Boundary conforming Delaunay triangulation of point set

Specify "c" flag for convex hull segments, "v" flag for Voronoi and "D" flag for creating a boundary conforming Delaunay triangulation of the point set. In this case additional points are created which split the boundary segments and ensure that all triangle circumcenters lie within the convex hull. Due to random input, there may be situations where Triangle fails with this task, so we check for the corresponding exception.

Constrained Delaunay triangulation (CDT) of a domain given by a segment list specifying its boundary.

Constrained Delaunay triangulation (CDT) of a point set with additional constraints given a priori. This is obtained when specifying the "p" flag and an additional list of segments each described by two points which should become edges of the triangulation. Note that the resulting triangulation is not Delaunay in the sense given above.

Constrained Delaunay triangulation (CDT) of a domain given by a segment list specifying its boundary together with a maximum area constraint.

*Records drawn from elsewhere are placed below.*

PR #308, opened 2017-07-17
Remove skip staging tag for features now live

idavidmcdonald:
The view your opportunities feature is now on staging so we can also run the tests on that environment.


MuriloDalRi:
👍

This constraint is specfied as a floating point number given after the -a flag. Be careful to not give it in the exponential format as Triangle would be unable to analyse it. Therefore it is dangerous to give a number in the string interpolation and it is better to convert it to a string before using @sprintf. Specifying only the maximum area constraint does not prevent very thin triangles from occuring at the boundary.

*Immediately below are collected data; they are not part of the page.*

PR #312, opened 2017-07-21
Update xpath to only find the next table

benvand:
result_table_location = "//*[@class='summary-item-heading'][normalize-space(text())=\"#{table_heading}\"]/following-sibling::table[1]

will find the next sibling table on the page. Because we don't render a table element for empty tables this means that it will find the next 'non-empty table'

For example if out buyers homepage looks like this:

```
Unpublished requirements
You don’t have any unpublished requirements

Published requirements
You don’t have any published requirements

Closed requirements
Name	Closed	Responses
Some requirement	Wednesday 15 March 2017	View responses
```

And we look for the 'Published requirements' table we will find the next sibling table of the Published requirements header.
The next sibling _table_ is actually the closed requirements table.

The new xpath finds the next sibling _anything_

### DIFF
--- a/features/step_definitions/common_steps.rb
+++ b/features/step_definitions/common_steps.rb
@@ -251,7 +251,7 @@ Then /^I see the '(.*)' summary table filled with:$/ do |table_heading, table|
 end
 
 Then /^I see '(.*)' in the '(.*)' summary table$/ do |content, table_heading|
-  result_table_location = "//*[@class='summary-item-heading'][normalize-space(text())=\"#{table_heading}\"]/following-sibling::table[1]"
+  result_table_location = "//*[@class='summary-item-heading'][normalize-space(text())=\"#{table_heading}\"]/following-sibling::*[1]"
   result_table_rows_location = result_table_location + "/tbody/tr[@class='summary-item-row']"
   result_table_rows = all(:xpath, result_table_rows_location)
   result_table_rows.any? {|row| row.text.include? content}.should be true


idavidmcdonald:
Wondering if we want this step to be so flexible (the step will read like we are looking for content in a summary table when actually we are finding content in a string where a summary table usually exists). 

Should we instead be using a different step if we are not expecting to find a table that checks the string?

Not sure what the structure of our tables are but if it is something semantically like
<table wrapper div>
    <table title>
    <summary table>
</table wrapper div>
then our original table summary step could look specifically for summary tables found in our table wrapper meaning we wouldn't risk looking at a table related to a different header. If there is no wrapper for table titles and the actual table then this wouldn't be possible though.

I'd let this PR go in but would be worth having a think about the above first

benvand:
There is no table wrapper 😭 

So all we can do is find the next sibling.
We could raise if that isn't a table :man_shrugging:
I definitely thing these steps around tables could use work. It would be good to be able to check that the empty string is correct for example, which I don't think we have any function for at the moment.

benvand:
I ended up writing this in the closed brief branch because we need to check for one or more entries but can't know what they are:
https://github.com/alphagov/digitalmarketplace-functional-tests/compare/closed-brief?expand=1#diff-1bc6a645fdebd83767222491e911ee97R260

We should have a think about what we're going to need going forward and come to a consensus about what we want to do re looking stuff up in table and probably more generally.

Settle on a shared language/ way of putting this stuff together. There must be a style guide somewhere we can use.

PR #315, opened 2017-08-03
Use supplier user id for signing framework agreement

Wynndow:
### Use supplier_user_id when signing framework

The api helper to sign a framework agreement was using a hard coded ID
of `1` for the `uploaderUserId`. This is fine if there is a user with an ID
of `1`. If not it fails to sign the framework agreement and the functional
test fail at a later point.

This occurred when moving cleaned up data from prod to staging.

Passing in the supplier user id an argument to the helper solves this
issue.

### Remove quotes from steps that prevents them running

There were quotes around some steps in the `view_and_edit_services`
scenarios. This means they weren't matching with the step definitions
and so weren't being run, just skipped. This is different to a failure
and so may have been missed.

Tests seem to pass with them being run so I'm correcting here.

### DIFF
--- a/features/step_definitions/brief_response_steps.rb
+++ b/features/step_definitions/brief_response_steps.rb
@@ -32,7 +32,7 @@ Given 'we accept that suppliers application to the framework' do
 end
 
 Given 'that supplier returns a signed framework agreement for the framework' do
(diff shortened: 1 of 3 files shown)


benvand:
LGTM 👍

Boundary conforming Delaunay triangulation (BCDT) of a domain given by a segment list specifying its boundary

In addition to the area constraint specify the -D flag in order to keep the triangle circumcenters within the domain.

Triangulation of a domain with refinement callback

A maximum area constraint is specified in the unsuitable callback which is activated via the "u" flag if it has been passed before calling triangulate. In addition, the "q" flag allows to specify a minimum angle constraint preventing skinny triangles.

Triangulation of a heterogeneous domain

The segment list specifies its boundary and the inner boundary between subdomains. An additional region list is specified which provides "region points" in regionlist[1,:] and regionlist[2,:]. These kind of mark the subdomains. regionlist[3,:] contains an attribute which labels the subdomains. regionlist[4,:] contains a maximum area value. size(regionlist,2) is the number of regions.

With the "A" flag, the subdomain labels are spread to all triangles in the corresponding subdomains, becoming available in triangleattributelist[1,:]. With the "a" flag, the area constraints are applied in the corresponding subdomains.